PR #6721, opened 2020-05-20
fix skinning model pose calc when missing joint nodes

YunHsiao:
Re: cocos-creator/3d-tasks#

Changelog:
 * When joint node is not present, bounding boxes should still be calculated or culling won't work properly

### DIFF
--- a/cocos/core/renderer/models/skeletal-animation-utils.ts
+++ b/cocos/core/renderer/models/skeletal-animation-utils.ts
@@ -56,7 +56,7 @@ export function selectJointsMediumFormat (device: GFXDevice): GFXFormat {
 }
 
 // negative zeros cannot be decoded correctly at GLSL 100 minimum highp float precision, 1/1024
-// and it has a significant effect on the final transformation
+// and it has a significant impact on the final transformation
 function makeStable (n: number) { return n ? n : 0; }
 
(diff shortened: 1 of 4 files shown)


pandamicro (approved):

cocos/core/renderer/models/skeletal-animation-utils.ts
```diff
@@ -224,20 +224,16 @@ export class JointTexturePool {
...
-                aabb.transform(ab_1, bound, m4_1);
+                aabb.transform(ab_1, bound, mat);
                 ab_1.getBoundary(v3_3, v3_4);
                 Vec3.min(v3_min, v3_min, v3_3);
                 Vec3.max(v3_max, v3_max, v3_4);
             }
             if (buildTexture) {
-                Mat4.multiply(m4_1, m4_1, bindposes[i]);
-                uploadJointData(textureBuffer, 12 * i, m4_1, i === 0);
+                if (mat !== Mat4.IDENTITY) { Mat4.multiply(mat, mat, bindposes[i]); }
```
pandamicro, line 235: This could modify the freezed object Mat4.IDENTITY. You should use another output matrix

pandamicro (approved):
··········
◆ **TASK INSTRUCTIONS**: Copy out, from the listing above, every line that contains the word "renderer".

◆ **EXERCISE RESULT**:
--- a/cocos/core/renderer/models/skeletal-animation-utils.ts
+++ b/cocos/core/renderer/models/skeletal-animation-utils.ts
cocos/core/renderer/models/skeletal-animation-utils.ts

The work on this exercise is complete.